[Start of section]

PR #4888, opened 2021-03-09
Miscellaneous fixes

mandy-chessell:
This PR includes the code for the OriginSeeker Governance Action Service and a number of fixes and doc improvements.


open-metadata-implementation/adapters/open-connectors/governance-action-connectors/pom.xml
```diff
@@ -50,10 +50,21 @@
...
            <groupId>commons-io</groupId>
            <artifactId>commons-io</artifactId>
-       </dependency>
+        </dependency>
+
+        <dependency>
+            <groupId>com.fasterxml.jackson.core</groupId>
+            <artifactId>jackson-databind</artifactId>
+            <exclusions>
+                <exclusion>
```
planetf1, line 62: Out of interest, is this exclusion because you don't require the annotations, or did you hit a clash (the latter case has caused a latent issue in the past)?

open-metadata-implementation/adapters/open-connectors/governance-action-connectors/build.gradle
```diff
@@ -14,7 +14,7 @@ dependencies {
     implementation 'org.slf4j:slf4j-api'
     testImplementation 'org.testng:testng'
     implementation 'com.fasterxml.jackson.core:jackson-annotations'
-
+    implementation 'com.fasterxml.jackson.core:jackson-databind'
```
planetf1, line 17: the pom excludes annotations, the maven version doesn't - so they are inconsistent? I presume they should be?

open-metadata-implementation/adapters/open-connectors/governance-action-connectors/pom.xml
mandy-chessell: I copied it from another pom file - assumed you had added it - can take it out if not needed.

PR #1081, opened 2023-06-26
Remove unused dependencies from //src/main/kotlin/org/wfanet/panelmatch/common.

SanjayVas:
In general Bazel targets should follow "strict deps", meaning each target includes all dependencies that are used without relying on transitive dependencies. This prevents errors when transitive dependencies change. Eventually this will be enforced by Kotlin rules.

Furthermore, Bazel targets should not include unused deps. This prevents unnecessary rebuilding of targets.


wfa-reviewable:
This change is [Reviewable](https://reviewable.io/reviews/world-federation-of-advertisers/cross-media-measurement/1081)

Marco-Premier (approved):
> *[Reviewable](https://reviewable.io/reviews/world-federation-of-advertisers/cross-media-measurement/1081)* status: :shipit: complete! all files reviewed, all discussions resolved (waiting on @SanjayVas)

PR #1082, opened 2023-06-27
Add validation for simulator synthetic data specification

jcorilla:


wfa-reviewable:
This change is [Reviewable](https://reviewable.io/reviews/world-federation-of-advertisers/cross-media-measurement/1082)

SanjayVas (commented):
> *[Reviewable](https://reviewable.io/reviews/world-federation-of-advertisers/cross-media-measurement/1082)* status: 0 of 5 files reviewed, 7 unresolved discussions (waiting on @jcorilla)

___
*[`src/main/kotlin/org/wfanet/measurement/loadtest/validation/SimulatorSyntheticDataSpecValidator.kt` line 26 at r1](https://reviewable.io/reviews/world-federation-of-advertisers/cross-media-measurement/1082#-NYz0iyN2zo_oowxpTsI:-NYz0iyN2zo_oowxpTsJ:bq8as7a) ([raw file](https://github.com/world-federation-of-advertisers/cross-media-measurement/blob/92fa1c911c2dbf4746768f60cebcd63678078be0/src/main/kotlin/org/wfanet/measurement/loadtest/validation/SimulatorSyntheticDataSpecValidator.kt#L26)):*
> ```Kotlin
> import org.wfanet.measurement.common.toLocalDate
> 
> class SyntheticDataSpecValidationException(message: String? = null, cause: Throwable? = null) :
> ```

nit: potentially more accurate name that follows existing patterns



_Suggestion:_
```Kotlin
InvalidSyntheticDataSpecException
```
___
*[`src/main/kotlin/org/wfanet/measurement/loadtest/validation/SimulatorSyntheticDataSpecValidator.kt` line 30 at r1](https://reviewable.io/reviews/world-federation-of-advertisers/cross-media-measurement/1082#-NYz-sDi6IR5XYfn0Ezg:-NYz-sDi6IR5XYfn0Ezh:b7ntqtw) ([raw file](https://github.com/world-federation-of-advertisers/cross-media-measurement/blob/92fa1c911c2dbf4746768f60cebcd63678078be0/src/main/kotlin/org/wfanet/measurement/loadtest/validation/SimulatorSyntheticDataSpecValidator.kt#L30)):*
> ```Kotlin
> 
> fun SimulatorSyntheticDataSpec.validate() {
>   val source = this
> ```

We only use this pattern in proto conversion extensions where we need to disambiguate `this` references.



_Code quote:_
```Kotlin
val source = this
```
___
*[`src/main/kotlin/org/wfanet/measurement/loadtest/validation/SimulatorSyntheticDataSpecValidator.kt` line 34 at r1](https://reviewable.io/reviews/world-federation-of-advertisers/cross-media-measurement/1082#-NYz0EIh1jpd4SEWju-1:-NYz0EIh1jpd4SEWju-2:ba89ski) ([raw file](https://github.com/world-federation-of-advertisers/cross-media-measurement/blob/92fa1c911c2dbf4746768f60cebcd63678078be0/src/main/kotlin/org/wfanet/measurement/loadtest/validation/SimulatorSyntheticDataSpecValidator.kt#L34)):*
> ```Kotlin
>     throw SyntheticDataSpecValidationException(
>       "Invalid simulatorSyntheticDataSpec",
>       IllegalArgumentException("simulatorSyntheticDataSpec does not define a population.")
> ```

Don't create another exception just to have a cause here. The cause mechanism is to keep original context such as the original stack trace. Additionally, the exception type already indicates that it's an invalid spec. Just use the more specific message.
___
*[`src/main/kotlin/org/wfanet/measurement/loadtest/validation/SimulatorSyntheticDataSpecValidator.kt` line 61 at r1](https://reviewable.io/reviews/world-federation-of-advertisers/cross-media-measurement/1082#-NYz1_J-CXxFOvjEuyNG:-NYz1_J-CXxFOvjEuyNH:bc2elhg) ([raw file](https://github.com/world-federation-of-advertisers/cross-media-measurement/blob/92fa1c911c2dbf4746768f60cebcd63678078be0/src/main/kotlin/org/wfanet/measurement/loadtest/validation/SimulatorSyntheticDataSpecValidator.kt#L61)):*
> ```Kotlin
>     val populationFieldValues = mutableSetOf<String>()
>     for (subPopulation in sortedSubPopulations) {
>       if (populationFieldValues.contains(subPopulation.populationFieldsValuesMap.toString())) {
> ```

The `toString()` value of a map is meant for human readability only. It shouldn't be used for anything else.

I'm not even certain what this is trying to accomplish. By the error message, I'm guessing this is meant to be checking whether there are any overlapping map entries, i.e. any entry in one sub-population fields map having the same (key, value) as an entry in another sub-population field map?



_Code quote:_
```Kotlin
subPopulation.populationFieldsValuesMap.toString()
```
___
*[`src/main/kotlin/org/wfanet/measurement/loadtest/validation/SimulatorSyntheticDataSpecValidator.kt` line 72 at r1](https://reviewable.io/reviews/world-federation-of-advertisers/cross-media-measurement/1082#-NYz14FKCGaYxswGysG3:-NYz14FKCGaYxswGysG4:b-1e9xij) ([raw file](https://github.com/world-federation-of-advertisers/cross-media-measurement/blob/92fa1c911c2dbf4746768f60cebcd63678078be0/src/main/kotlin/org/wfanet/measurement/loadtest/validation/SimulatorSyntheticDataSpecValidator.kt#L72)):*
> ```Kotlin
> }
> 
> fun SyntheticPopulationSpec.SubPopulation.validate(syntheticPopulation: SyntheticPopulationSpec) {
> ```

Only the method for the top-level spec message should be public. All of these sub-field methods should be private.
___
*[`src/main/kotlin/org/wfanet/measurement/loadtest/validation/SimulatorSyntheticDataSpecValidator.kt` line 79 at r1](https://reviewable.io/reviews/world-federation-of-advertisers/cross-media-measurement/1082#-NYz31A_AVvHGoxf8bDw:-NYz31A_AVvHGoxf8bDx:b-mcp9i4) ([raw file](https://github.com/world-federation-of-advertisers/cross-media-measurement/blob/92fa1c911c2dbf4746768f60cebcd63678078be0/src/main/kotlin/org/wfanet/measurement/loadtest/validation/SimulatorSyntheticDataSpecValidator.kt#L79)):*
> ```Kotlin
>       "Invalid subpopulation",
>       IllegalArgumentException("invalid population field values.")
>     )
> ```

This message can be more specific. Something like "Keys of sub-population map must match fields in population spec"



_Code quote:_
```Kotlin
    throw SyntheticDataSpecValidationException(
      "Invalid subpopulation",
      IllegalArgumentException("invalid population field values.")
    )
```
___
*[`src/main/proto/wfa/measurement/api/v2alpha/event_group_metadata/testing/BUILD.bazel` line 39 at r1](https://reviewable.io/reviews/world-federation-of-advertisers/cross-media-measurement/1082#-NYz3S-7-9xjy5II0a3R:-NYz3S-7-9xjy5II0a3S:b-4dwbrk) ([raw file](https://github.com/world-federation-of-advertisers/cross-media-measurement/blob/92fa1c911c2dbf4746768f60cebcd63678078be0/src/main/proto/wfa/measurement/api/v2alpha/event_group_metadata/testing/BUILD.bazel#L39)):*
> ```Starlark
> proto_library(
>     name = "simulator_synthetic_data_spec_proto",
>     testonly = False,
> ```

If it's in a testing package, it must be testonly. If it's not testonly, it should be in another package.

kungfucraig:
Abandoned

[End of section]

WHAT IS BEING ASKED =
For this exercise, copy every line of the data that holds "waiting".

YOUR SOLUTION =
> *[Reviewable](https://reviewable.io/reviews/world-federation-of-advertisers/cross-media-measurement/1081)* status: :shipit: complete! all files reviewed, all discussions resolved (waiting on @SanjayVas)
> *[Reviewable](https://reviewable.io/reviews/world-federation-of-advertisers/cross-media-measurement/1082)* status: 0 of 5 files reviewed, 7 unresolved discussions (waiting on @jcorilla)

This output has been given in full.